Красиво жить не запретишь. Но помешать можно…


Если сложить темное прошлое со светлым будущим, получится серое настоящее.


Он старый дурак. Хотя возраст здесь ни при чем.


Вместо жизни – здоровый образ жизни.


Пока семь раз отмеришь, другие уже отрежут.


Пешеход всегда прав. Пока жив.


– Много ли нужно человеку для полного счастья?

– Мало! Но только чтобы у других было еще меньше…


Поделись улыбкою своей, и ее тебе не раз еще припомнят…


Врачи удивляются, как при таком лечении больные еще живы. Больные удивляются, как при такой зарплате врачи еще живы.


Женщин умных не бывает. Есть прелесть какие глупенькие и ужас какие дуры.


Вам помочь или не мешать?


Много хороших людей на свете… Но на том свете их больше.

Трудно быть последней сукой – вечно кто-то пристраивается сзади!


В любом из нас спит гений. И с каждым днем все кpепче…


Ученье – свет, а неученье – приятный полумрак.


Все в этом мире относительно. К примеру, длина минуты зависит от того, с какой стороны двери туалета вы находитесь.


У Жванецкого спрашивают:

– Почему вы ни разу во время концертов и выступлений не поддержали «Единую Россию»?

– Я ее очень мощно поддерживаю. Я про нее молчу!


В очереди в русском магазине Нью-Йорка.

– Ви слышали? Умер Боб Хоуп.

– Ой, какой ужас! Очень жаль. А кто это?

– О, великий американский хохмач! Вроде нашего Миши Жванецкого.

– И сколько ему было лет?

– Сто.

– Ой, какой ужас! Не такой уж и старый мужчина – мог еще жить и жить!

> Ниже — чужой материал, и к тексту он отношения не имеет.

PR #71, opened 2020-03-26
Suppress SLAUptimeSRE alert

superfunhappytime:
This is a paired commit to suppress SRE members being alerted for OSD-3220 (SLA tracking)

Поэт Давид Самойлов (1920–1990) был не чужд хорошей шутки. Он даже свои перлы выдавал, надеясь на серьезное восприятие (как и физик Ландау или юморист Жванецкий), а получал в ответ – улыбки. И ведь мучили его вполне философские вопросы и размышления, характерные для всех сынов его народа:


Как занять деньги без отдачи? Занять и не отдавать.


Если есть другие обитаемые миры, интересно: почем там картошка? Н. утверждает, что это вопрос глупый. Пусть попробует задать на эту тему вопрос умный.